You just have to ignore it or put him in another room so that it won't bother you because you made the mistake of saying stuff to him when he barks which is like giving him attention which is what he wants. Just let him bark it out. Also if you can still hear the barking with him in another room with the door closed just toss a bean bag or a empty soda bottle at the door to startle him but don't make any noise because you don't want him to associate the startling with you.


----------



## briteday (Feb 10, 2007)

You and your dog are prime for some obedience lessons. Your dog is now testing your authority and not responding to your requests. You need to learn how to deal with these issues in a positive manner. Check out your local park district or dog clubs. If you can't find anything, check with your vet.


----------



## RonE (Feb 3, 2007)

Durbkat said:


> just toss a bean bag or a empty soda bottle at the door to startle him


Where are you getting this stuff?


----------



## Durbkat (Jun 26, 2007)

From right here, http://www.petco.com/caresheets/dog/Dog_chewingAnxiety.pdf

It's on the second page.


----------



## Jen D (Apr 23, 2007)

Time for classes or a good trainer to come in! While waiting for that I would ignore the dog unless he is being quiet then go over to him with a treat. I would not give any attention at all when barking or if he approaches you for it.


----------



## poodleholic (Mar 15, 2007)

> Now that my Baby 5mo old Weim is getting older but not wiser, he's starting to test his boundaries a little more than before. He will not listen to anyone other than myself however even with me, it's taking a much sterner approach to his behavior than before. I recall reading on here about enforcing good behavior without making your Dog fear you and that made a lot of sense to me but there have been times that his actions are just plan out ticking me off. I can not say that I haven't lost my temper on occasions when it was something I thought we had understood.


He's a baby! A "stern approach" to normal puppy behavior is counter productive, and your expectations seem unrealistic because it is your job to teach your puppy desired behavior, and to do so with patience, persistence, and consistency each and every day. If your puppy isn't doing what you are teaching him, then he hasn't understood. 




> If I yell at him, I feel bad and once he gets that I'm not happy about this action, I'll follow it up with some sort of loving gesture like holding him but still verbalizing that disappointment with a much softer tone. I don't want him to fear me but I don't want the behavior either. There are some things I allow because I know they will not harm anything. So I'm careful to consider not restricting every action of his simply because he's big and floppy around the house.


Your behavior is confusing your puppy.

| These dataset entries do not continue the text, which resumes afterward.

PR #1697, opened 2021-07-19
add target pool resource

gaohannk:
This is also for implement load balancer related image test

### DIFF
--- a/daisy/step_create_target_pool.go
+++ b/daisy/step_create_target_pool.go
@@ -1,0 +1,73 @@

Yelling doesn't work, and verbalizing your disappointment in a softer tone serves no purpose either, other than teaching your puppy that you are unpredictable. He doesn't know what you're talking about. If you were learning a new job and didn't fully understand what your boss thought he had instructed you, would you want your boss to get ticked off and yell at you? Of course not. 

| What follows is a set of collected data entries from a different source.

Issue #1129, opened 2022-12-27
Missing cpuset setting in docs example for guaranteed QoS


soyacz:
**Describe the bug**
In https://operator.docs.scylladb.com/stable/performance.html is mentioned to use static CPU manager policy. To make use of it `cpuset` setting should be enabled. The mentioned example misses that part.

zimnx:
These two aren't related. 
CPU Manager Policy is kubelet configuration option, where `cpuset` in ScyllaCluster is a flag controlling additional validation logic. Not having `cpuset` enabled, doesn't prevent Pod from getting Guaranteed QoS class.

mykaul:
> These two aren't related. CPU Manager Policy is kubelet configuration option, where `cpuset` in ScyllaCluster is a flag controlling additional validation logic. Not having `cpuset` enabled, doesn't prevent Pod from getting Guaranteed QoS class.

Yes, but we do need the CPU manager, to control alignment of nodes to cores, no?
```
The following policy options exist for the static CPUManager policy:

full-pcpus-only (beta, visible by default) (1.22 or higher)
distribute-cpus-across-numa (alpha, hidden by default) (1.23 or higher)
align-by-socket (alpha, hidden by default) (1.25 or higher)
```

We probably need the 1st and 3rd?

soyacz:
According to docs:
```
cpuset: Optional field. If it’s true, then the operator will start Scylla with cpu pinning for maximum performance
```
This setting is not mentioned in performance docs.

Anyway, isn't `cpuset` flag needed to make full benefit of static CPU Manager Policy?

zimnx:
> Yes, but we do need the CPU manager, to control alignment of nodes to cores, no?

We do, but I don't see how `cpuset` is related. It's not a prerequisite for having Guaranteed QoS class, which is required for getting exclusive CPU.  

> We probably need the 1st and 3rd?

Yes.


> According to docs:
> 
> ```
> cpuset: Optional field. If it’s true, then the operator will start Scylla with cpu pinning for maximum performance
> ```
> 
> This setting is not mentioned in performance docs.

This isn't accurate, afaik cpu is pinned even without this setting.

> Anyway, isn't cpuset flag needed to make full benefit of static CPU Manager Policy?

No, Guaranteed QoS class is required.

soyacz:
I also did some training regarding scylla-operator, in Scylla University quiz cpu pinning is explicitly mentioned: 
[...]

PR #1130, opened 2022-12-27
CPU manager policy for QoS example

soyacz:
Setting the CPU manager policy to static seems to be required for guaranteed QoS and example misses that setting.

This commit adds this setting to the example.
Resolves https://github.com/scylladb/scylla-operator/issues/1129


soyacz:
wrong base branch

PR #1131, opened 2022-12-27
Fix NodeConfigPod controller to exclusively enqueue and sync Scylla Pods

### LINKED ISSUE #1119: Scylla is patching unrelated config maps
**Describe the bug**

Scylla is patching some of our config maps, removing the `controllerRef` field. These config maps are unrelated to scylla.

It seems to happen when config map additions are observed in `nodeconfigpod/controller.go`. The owners are enqueued, but having inspected the code, it seems that there is no check that this is a scylla pod (like what happens in `addPod`). Eventually the pod is being synced and the `controllerRef` on the config map is removed.

I have a change that also performs the check from `addPod` in `enqueueOwner`, I can make a PR if that's the desired solution.

**To Reproduce**
Adding a config map with a `controllerRef` and the controller pod running in the same namespace should cause this problem.

**Logs**
```
nodeconfigpod/controller.go:265] "Observed addition of ConfigMap" ConfigMap="default/<unrelated-cm>"
nodeconfigpod/controller.go:177] "Enqueuing owner" ConfigMap="default/<unrelated-cm>" Pod="default/<unrelated-pod>"
nodeconfigpod/controller.go:139] "Enqueuing Pod" Pod="default/<unrelated-pod>"
nodeconfigpod/sync.go:74] "Started syncing Pod" Pod="default/<unrelated-pod>" startTime="2022-12-12 09:31:35.922543176 +0000 UTC m=+522.945119537"
controllertools/configmapmanager.go:106] "Patching ConfigMap to remove its controllerRef" ConfigMap="default/<unrelated-cm>" ControllerRef="v1/Pod:<unrelated-pod>"
nodeconfigpod/sync.go:76] "Finished syncing Pod" Pod="default/<unrelated-pod>" duration="16.360041ms"
```

**Environment:**
 - Scylla version: 5.1.0
 - Scylla-operator version: e.g.: 1.7.4

rzetelskik:
As described in https://github.com/scylladb/scylla-operator/issues/1119, currently the NodeConfigPod controller removes ownerReferences from *any* ConfigMap that has a controllerRef to *any* Pod. This is undesired as the controller shouldn't affect any resources that the operator doesn't manage. This PR adds a condition verifying whether the owner of the ConfigMap is a Scylla Pod.

Resolves #1119

### DIFF
--- a/pkg/controller/nodeconfigpod/controller.go
+++ b/pkg/controller/nodeconfigpod/controller.go
@@ -165,7 +165,7 @@ func (ncpc *Controller) enqueueAllScyllaPodsOnNode(depth int, obj kubeinterfaces
 
 	klog.V(4).InfoSDepth(depth, "Enqueuing all pods on Node", "Pods", len(pods), "Node", klog.KObj(node))
 	for _, pod := range pods {
-		ncpc.handlers.EnqueueWithDepth(depth+1, pod, op)
+		ncpc.handlers.Enqueue(depth+1, pod, op)
 	}
 
 	return
@@ -212,7 +212,7 @@ func (ncpc *Controller) enqueueScyllaPod(depth int, obj kubeinterfaces.ObjectInt
 		return
 	}
 
-	ncpc.handlers.EnqueueWithDepth(depth+1, pod, op)
+	ncpc.handlers.Enqueue(depth+1, pod, op)
 }
 
 func (ncpc *Controller) addPod(obj interface{}) {
--- a/pkg/controller/nodeconfigpod/controller.go
+++ b/pkg/controller/nodeconfigpod/controller.go
@@ -147,6 +147,10 @@ func NewController(
 	return ncpc, nil
 }
 
+func (ncpc *Controller) enqueueScyllaPodFunc() controllerhelpers.EnqueueFuncType {
+	return ncpc.handlers.EnqueueWithFilterFunc(controllerhelpers.IsScyllaPod)
+}
+
 func (ncpc *Controller) enqueueAllScyllaPodsOnNode(depth int, obj kubeinterfaces.ObjectInterface, op controllerhelpers.HandlerOperationType) {
 	node := obj.(*corev1.Node)
 
@@ -199,26 +203,10 @@ func (ncpc *Controller) enqueueAllScyllaPodsForNodeConfig(depth int, obj kubeint
 	}
 }
 
-func (ncpc *Controller) enqueueScyllaPod(depth int, obj kubeinterfaces.ObjectInterface, op controllerhelpers.HandlerOperationType) {
-	pod := obj.(*corev1.Pod)
-
-	// TODO: extract and use a better label, verify the container
-	if pod.Labels == nil {
-		return
-	}
-
-	_, isScyllaPod := pod.Labels[naming.ClusterNameLabel]
-	if !isScyllaPod {
-		return
-	}
-
-	ncpc.handlers.Enqueue(depth+1, pod, op)
-}
-
 func (ncpc *Controller) addPod(obj interface{}) {
 	ncpc.handlers.HandleAdd(
 		obj.(*corev1.Pod),
-		ncpc.enqueueScyllaPod,
+		ncpc.enqueueScyllaPodFunc(),
 	)
 }
 
@@ -226,7 +214,7 @@ func (ncpc *Controller) updatePod(old, cur interface{}) {
 	ncpc.handlers.HandleUpdate(
 		old.(*corev1.Pod),
 		cur.(*corev1.Pod),
-		ncpc.enqueueScyllaPod,
+		ncpc.enqueueScyllaPodFunc(),
 		nil,
 	)
 }
@@ -234,7 +222,7 @@ func (ncpc *Controller) updatePod(old, cur interface{}) {
 func (ncpc *Controller) addConfigMap(obj interface{}) {
 	ncpc.handlers.HandleAdd(
 		obj.(*corev1.ConfigMap),
-		ncpc.handlers.EnqueueOwner,
+		ncpc.handlers.EnqueueOwnerFunc(ncpc.enqueueScyllaPodFunc()),
 	)
 }
 
@@ -242,7 +230,7 @@ func (ncpc *Controller) updateConfigMap(old, cur interface{}) {
 	ncpc.handlers.HandleUpdate(
 		old.(*corev1.ConfigMap),
 		cur.(*corev1.ConfigMap),
-		ncpc.handlers.EnqueueOwner,
+		ncpc.handlers.EnqueueOwnerFunc(ncpc.enqueueScyllaPodFunc()),
 		ncpc.deleteConfigMap,
 	)
 }
@@ -250,7 +238,7 @@ func (ncpc *Controller) updateConfigMap(old, cur interface{}) {
 func (ncpc *Controller) deleteConfigMap(obj interface{}) {
 	ncpc.handlers.HandleDelete(
 		obj,
-		ncpc.handlers.EnqueueOwner,
+		ncpc.handlers.EnqueueOwnerFunc(ncpc.enqueueScyllaPodFunc()),
 	)
 }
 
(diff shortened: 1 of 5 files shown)


zimnx (approved):
lgtm, thanks

pkg/controllerhelpers/handlers.go
```diff
@@ -89,29 +89,41 @@ func (h *Handlers[T]) EnqueueAll(depth int, untypedObj kubeinterfaces.ObjectInte
...
+			return
+		}
+
+		if owner.GetUID() != controllerRef.UID {
+			utilruntime.HandleError(err)
+			return
+		}
+
+		if precondition(owner) {
+			klog.V(4).InfoSDepth(depth, "Enqueuing owner", append([]any{"OwnerGVK", h.gvk, "OwnerRef", klog.KObj(owner), "OwnerUID", owner.GetUID()}, getObjectLogContext(obj, nil)...)...)
```
tnozicka, line 115: nit: would it be better to make the function extendable and use  `'!precondition` pattern?

pkg/controllerhelpers/handlers.go
```diff
@@ -89,29 +89,41 @@ func (h *Handlers[T]) EnqueueAll(depth int, untypedObj kubeinterfaces.ObjectInte
 	}
 }
 
-func (h *Handlers[QT]) EnqueueOwner(depth int, obj kubeinterfaces.ObjectInterface, operation HandlerOperationType) {
-	controllerRef := metav1.GetControllerOf(obj)
-	if controllerRef == nil {
-		return
-	}
+func (h *Handlers[QT]) EnqueueOwnerIf(precondition func(QT) bool) EnqueueFuncType {
+	return func(depth int, obj kubeinterfaces.ObjectInterface, operation HandlerOperationType) {
```
tnozicka, line 93: this one could be a named function

pkg/controllerhelpers/handlers.go
```diff
@@ -89,29 +89,41 @@ func (h *Handlers[T]) EnqueueAll(depth int, untypedObj kubeinterfaces.ObjectInte
 	}
 }
 
-func (h *Handlers[QT]) EnqueueOwner(depth int, obj kubeinterfaces.ObjectInterface, operation HandlerOperationType) {
-	controllerRef := metav1.GetControllerOf(obj)
-	if controllerRef == nil {
-		return
-	}
+func (h *Handlers[QT]) EnqueueOwnerIf(precondition func(QT) bool) EnqueueFuncType {
```
tnozicka, line 92: We should distinguish the function name from those that do that do the work as this one returns a function - those usually have `Func` suffix. How about `EnqueOwnerWithConditionFunc`

pkg/controllerhelpers/handlers.go
```diff
@@ -89,29 +89,41 @@ func (h *Handlers[T]) EnqueueAll(depth int, untypedObj kubeinterfaces.ObjectInte
...
+			utilruntime.HandleError(err)
+			return
+		}
+
+		if owner.GetUID() != controllerRef.UID {
+			utilruntime.HandleError(err)
+			return
+		}
+
+		if precondition(owner) {
```
tnozicka, line 114: actually similarly to
https://github.com/scylladb/scylla-operator/blob/c5c6c6ffabcacf504e7f39263da377a755f276a1/pkg/controller/nodeconfigpod/controller.go#L202-L216
would it be more generic to customize the enqueue function?

tnozicka (commented):
I think we should also add the check to sync too. Handlers are more about optimization, which is good as well, but there should be a single point of enforcement.

pkg/controllerhelpers/handlers.go
rzetelskik: It would, and that's what I wanted to do initially, but with `enqueueOwner` you'd have to duplicate the entire logic of extracting the owner.

tnozicka: i meant to plumb `enqueue` func, not `enqueueOwner` although that would need to pass it as well

pkg/controllerhelpers/handlers.go
rzetelskik: How? It uses a closure to pass the precondition. Unless you just meant assigning the anonymous func to a variable and returning it?
```
a := func(...) {...}
return a
```

pkg/controller/nodeconfigpod/controller.go
```diff
@@ -231,26 +225,36 @@ func (ncpc *Controller) updatePod(old, cur interface{}) {
 	)
 }
 
+func isScyllaPod(pod *corev1.Pod) bool {
+	// TODO: extract and use a better label, verify the container
```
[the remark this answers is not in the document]
rzetelskik: that's a leftover so I wasn't exactly sure what the author meant here :stuck_out_tongue:
I removed "extract and" from the TODO comment

zimnx (dismissed):

pkg/controller/nodeconfigpod/sync.go
```diff
@@ -39,6 +39,11 @@ func (ncpc *Controller) sync(ctx context.Context, key string) error {
 		return fmt.Errorf("can't list pods: %w", err)
 	}
 
+	_, hasScyllaLabel := pod.Labels[naming.ClusterNameLabel]
```
tnozicka, line 42: can labels be nil? you've also made a function handling that int this PR

pkg/controller/nodeconfigpod/sync.go
```diff
@@ -39,6 +39,11 @@ func (ncpc *Controller) sync(ctx context.Context, key string) error {
...
+	if !hasScyllaLabel {
+		return nil
```
tnozicka, line 44: this should log a warning given we also pre-filter in the handlers unless there is some good path how it can land here in which case I'd still log it at least at info 4

pkg/controllerhelpers/handlers.go
tnozicka: nvm, it reads some of the object data as well, so it would have too many args to be a free standing function

pkg/controllerhelpers/handlers.go
tnozicka: I wanted to avoid duplication a version of the function in every variant (enqueue*, enqueueOwner*), see
https://github.com/tnozicka/scylla-operator/commit/803da0be8c47cd7f66fffed1edb2cf5d4c0ca568

rzetelskik: I see, thanks. Would you get rid of the `WithFilter` func though? I left it in as it allows for adding custom enqueue funcs without duplicating code.

pkg/controller/nodeconfigpod/sync.go
rzetelskik: good point, I missed that. Moved func to `naming` and used it here as well.

pkg/naming/labels.go
```diff
@@ -81,3 +82,17 @@ func mergeLabels(l1, l2 map[string]string) map[string]string {
 	}
 	return res
 }
+
+func IsScyllaPod(pod *corev1.Pod) bool {
```
tnozicka, line 86: i think this would be better fit for `/pkg/controllerhelpers`

pkg/controllerhelpers/handlers.go
tnozicka: The default rule is we don't leave the functions that are not used and bring them when needed.

I don't think it brings simplification because in this case, where the filtering isn't done in the middle, a composition can easily replace it, if not be even more readable:
```
func myEnqueue() {
 // filter
 // call enqueue
}
```
the withFilter could actually be modeled this way as well

rzetelskik: You're right, it's a bit cleaner to compose it this way. Updated. I hope we're on the same page now and we can merge it?

tnozicka: > I don't think it brings simplification because in this case, where the filtering isn't done in the middle, a composition can easily replace it

My point was that the with filter isn't needed at all
```
func (ncpc *Controller) enqueueScyllaPod(depth int, obj kubeinterfaces.ObjectInterface, op controllerhelpers.HandlerOperationType) {
	if !controllerhelpers.IsScyllaPod(pod.(*corev1.Pod)) {
		return
	}

	ncpc.handlers.Enqueue(depth+1, obj, op)
}
```

rzetelskik: It's not *needed*, but it abstracts away the depth increment nicely

tnozicka (dismissed):
/approve
/lgtm

rzetelskik:
rebased on current master, @zimnx please approve

zimnx (approved):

> I was forced to use the Crate with him because the room he slept in, he started pulling out every piece of paper he could get his teeth on and I cna't have that. He hates the Crate and views it as punsihment when I do not use it as punishment as all. I have been again careful not to put him in the Crate when I'm angry so that he doesn't associate my mood with going in the Crate.

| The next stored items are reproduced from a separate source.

PR #1139, opened 2023-01-09
helm: allow setting custom CA when not using CertManager

glothriel:
If helm chart user disables CertManager integration, setting custom CA bundle is required.

Otherwise the whole feature doesn't make sense, because you won't be able to deploy resources, the validation during `kubectl apply` will fail with:

```
Error: Internal error occurred: failed calling webhook "webhook.scylla.scylladb.com": could not get REST client: unable to load root certificates: unable to parse bytes as PEM block

```

### DIFF
--- a/helm/scylla-operator/values.yaml
+++ b/helm/scylla-operator/values.yaml
@@ -41,6 +41,10 @@ webhook:
   # Name of a secret containing custom certificate
   # If not set and createSelfSignedCertificate is true, a name is generated using fullname
   certificateSecretName: ""
+  # If createSelfSignedCertificate=false, you need to supply your own certificate and also
+  # provide CA for the API server, so that it accepts your certificate. The value holds base64-encoded
+  # CA in PEM format.
+  caBundle: ""
 
 serviceAccount:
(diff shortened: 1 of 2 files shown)


glothriel:
I believe, the `required` part may be questionable. If you also feel so, let me know, I'm going to make it optional.

glothriel:
@rzetelskik did you guys notice this PR?

rzetelskik:
^ @zimnx ptal

helm/scylla-operator/values.yaml
```diff
@@ -41,6 +41,10 @@ webhook:
   # Name of a secret containing custom certificate
   # If not set and createSelfSignedCertificate is true, a name is generated using fullname
   certificateSecretName: ""
+  # If createSelfSignedCertificate=false, you need to supply your own certificate and also
```
zimnx, line 44:
```suggestion
  # If createSelfSignedCertificate is disabled, you need to supply your own certificate and also
```

glothriel:
Closing for now so it's not hanging open, I'll get back to it once i have some time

What are you angry about? Puppies are curious, get into things, and chew stuff up! They don't care if it's your best pair of shoes or wires to the lamp! It's our job to puppy-proof rooms, and to restrict access to areas where they can get into trouble. 



> At night it's time for the Crate again so now around 5:00am he starts barking without stop. At first I thought he had to go out and I would get up and take him out but found that he simply wanted to play. So now I don't respond and according to what I've read on here, if you don't respond, he will see that his barking is not getting to attention he wants.


Continue to ignore him.



> When he doesn't stop I'll get up and yell the Quiet word. He stops and doesn't make another sound until I get up which is at 6:15.


You didn't ignore him, you responded to his barking. 

Parents with babies would like to sleep in longer than their crying infants sometimes allow, just as people with puppies do. However, meeting the needs of both human infants and puppies often require that we respond to their needs and forego our own. It's part of the job. You've got two years before your puppy reaches adulthood, and raising a puppy to become a well adjusted, healthy, happy dog means honoring the committment of doing what it takes. 



> Then I immediately go and let him out before I start getting up & ready to leave. But every morning at 5am he starts his barking again. This has to stop and I don't want to smack him but we can't handle this behavior anymore.


Perhaps you should re-think things. That puppy is full of pent-up energy, and needs more adequate exercise before you leave for the day than just letting him out in the yard. That you would even consider smacking a puppy because he wakes you up an hour earlier than you would like makes me think that in addition to obedience classes for your puppy, an anger management class might just be in order for you.


----------



## Cheetah (May 25, 2006)

Durbkat said:


> From right here, http://www.petco.com/caresheets/dog/Dog_chewingAnxiety.pdf
> 
> It's on the second page.


Petco is not a very good place to get training advice (many of their care sheets about multiple kinds of animals have wrong advice, such as the one saying bettas should only be fed three times per week and can survive in chilly 64 degree temperatures - yeah, that's a good one) .

You were right before about just ignoring the dog. That is the most effective way to extinguish behaviors such as barking/crying in the crate.


----------



## Durbkat (Jun 26, 2007)

They say that? I'd never do that to my betta's!


----------